Days of our Drives: Part 4
Everyone remembers that epic race in Brazil 2008, where McLaren’s Lewis Hamilton won the Drivers Championship coming in 5th place whilst Ferrari’s Felipe Massa won the race. In order for Massa to have won, he had to have either finished first or second, and Hamilton had to be outside the top five. On that podium, Massa either bawled like a baby (if you are a McLaren fan) or wept like a robbed champion (if you support Ferrari).
This year’s Grand Prix final looks to be another photo-finish, with Mark Webber on 202 points, 11 points behind him is Fernando Alonso and nine points behind him, Lewis Hamilton. On top of that, one point behind Hamilton is Vettel, and only four points behind him is Jensen Button, and I’m sure you get the picture now, it’s very close. Even Ferrari’s team principal Stefano Domenicali said that,
“The championship situation is so complicated that we need to stay cool. But I believe we have everything to fight up until the last race.”
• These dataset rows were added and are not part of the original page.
PR #5380, opened 2018-08-04
refactor - extracted all model functions from profile events

goranjovic:
Light Profile refactoring

### Summary:

Extracted model functions from profile events. Proposing naming convention where model functions with side effects end with `!` (the functions used for re-frame effects, as opposed to handlers).

### Testing notes (optional):

No behavior changes - everything should work the same. Only light testing of Profile tab and chat profile is needed. 

status: ready

### DIFF
--- a/src/status_im/ui/screens/profile/events.cljs
+++ b/src/status_im/ui/screens/profile/events.cljs
@@ -1,125 +1,69 @@
 (ns status-im.ui.screens.profile.events
-  (:require [clojure.spec.alpha :as spec]
-            [re-frame.core :as re-frame]
-            [status-im.ui.components.react :as react]
-            [status-im.chat.constants :as chat-const]
+  (:require [re-frame.core :as re-frame]
             [status-im.ui.screens.profile.navigation]
-            [status-im.ui.screens.accounts.utils :as accounts.utils]
-            [status-im.chat.events :as chat-events]
-            [status-im.chat.commands.core :as commands]
             [status-im.utils.handlers :as handlers]
-            [status-im.utils.handlers-macro :as handlers-macro]
-            [status-im.utils.image-processing :refer [img->base64]]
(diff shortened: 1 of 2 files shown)


janherich:
Looks good, I also like the `!` naming convention, only I don't think such functions actually belongs to the model namespace, they should be rather defined in event namespaces (or utils when they are shared).

goranjovic:
@janherich I agree that they don't quite belong with models, but not sure about keeping them with events either, exactly because of the case when they need to be shared, as you mentioned. In fact, all the side effect functions from this PR are pretty generic and probably should be in some shared namespace. 

I'm going through accounts package next (in another PR), let's see how things look there.

src/status_im/ui/screens/profile/events.cljs
```diff
@@ -1,125 +1,69 @@
...
+  (:require [re-frame.core :as re-frame]
             [status-im.ui.screens.profile.navigation]
-            [status-im.ui.screens.accounts.utils :as accounts.utils]
-            [status-im.chat.events :as chat-events]
-            [status-im.chat.commands.core :as commands]
             [status-im.utils.handlers :as handlers]
-            [status-im.utils.handlers-macro :as handlers-macro]
-            [status-im.utils.image-processing :refer [img->base64]]
-            [taoensso.timbre :as log]))
+            [status-im.ui.screens.profile.models :as models]))
```
cammellos: I would call this `models.profile` or at least add `profile` in the name, and also I would not add `-profile` to the methods in the namespace, so in the namespace you have `(defn save ...)` and when using it outside you have: `(models.profile/save ...)`.

Basically I subscribe to these guidlines https://leanpub.com/elementsofclojure

But just a minor point

cammellos (approved):

janherich (approved):

PR #5408, opened 2018-08-07
fix mailserver config #3913

### LINKED ISSUE #3913: Fix mailserver configuration change
When the mailserver configuration is changed:
- make sure that  the previous mailserver is disconnected from peers (will involve json_rpc API)
- the new one is added (should already be done by calling initialize-offline-inbox)
- do not logout  when saving mailserver config

huanghaoyun:
fix #3913

fix mailserver config


yenda:
@huanghaoyun thanks for contributing ! It looks like there is a conflict with your PR, could you resolve it ?
Also the issue also includes disconnecting from the previous mailserver, could you add that to the PR ? Thanks

751895405:
I will handle conflict issue and also I will check the previous mailserver connection state

huanghaoyun:
@yenda there is no connection between mobile client and mailserver ,I  think i should check status-go code to see if there is a method for remove peers .

PR #5427, opened 2018-08-08
fix git tag push credentials, needs to use token instead of pass

jakubgs:
For some reason GitHub stopped accepting the account password when pushing via https, so we need to use the token. `status-im-auto` is a new automation account I've created for Jenkins because I couldn't get accee to `jenkins-status-im`.

### DIFF
--- a/ci/Jenkinsfile.upload_release_android
+++ b/ci/Jenkinsfile.upload_release_android
@@ -55,7 +55,7 @@ timeout(90) {
         stage('Tag Build') {
           withCredentials([[
             $class: 'UsernamePasswordMultiBinding',
-            credentialsId: 'jenkins-status-im',
+            credentialsId: 'status-im-auto',
             usernameVariable: 'GIT_USER',
             passwordVariable: 'GIT_PASS'
           ]]) {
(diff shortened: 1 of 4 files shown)


mandrigin (approved):

ci/Jenkinsfile.upload_release_android
```diff
@@ -55,7 +55,7 @@ timeout(90) {
         stage('Tag Build') {
           withCredentials([[
             $class: 'UsernamePasswordMultiBinding',
-            credentialsId: 'jenkins-status-im',
```
mandrigin, line 58: I believe there is one more place in this file to be changed

mandrigin (changes requested):

ci/Jenkinsfile.upload_release_android
jakubgs: actually, that step shouldn't be there, the `build_no.sh` script does that.

jakubgs: removed it

mandrigin: then this step is also in `upload_ios`

jakubgs: oh right, fixed

maxhora (approved):

mandrigin (approved):

janherich (approved):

Ferrari isn’t the only team breathing heavily into brown paper bags, being highly pre-occupied with standings. After Hamilton’s contact with Webber during the Singapore Grand Prix, contact which ultimately retired him and lead him to using his steering wheel as a Frisbee out of frustration, he exclaimed that he was no longer thinking about the title which seemed completely out of reach.
However, as we all know, temper tantrums have moments of clarity afterwards, and Hamilton now reckons the 20 point gap to the Australian Red Bull driver isn’t too much of a mountain and more of a mine dump.
“On Sunday night, I was obviously exceptionally disappointed, it’s always difficult to get your head around things when you’ve just retired from a grand prix, and it takes time to come to terms with that,” said Hamilton in an interview for his personal website.
Button is joining in with Hamilton in the McLaren positivism, as he said in an interview after the Singapore Grand Prix, “Confident. Relaxed. Happy. Yeah, I can put it in perspective, for the second year running, I’m right in the hunt for the world championship.”
Captain obvious, Red Bull Racing team Principal Christian Horner, commented after the Singapore Grand Prix that he thinks “it is almost inevitable with the way it has swung backwards and forwards that this will go right down to the wire in Abu Dhabi,”
Well we sincerely hope so! If the drivers get bored half way through and decide to call it quits in Korea, I might just pull a Felipe Massa Brazil 2008, from the Ferrari fan stance though of course.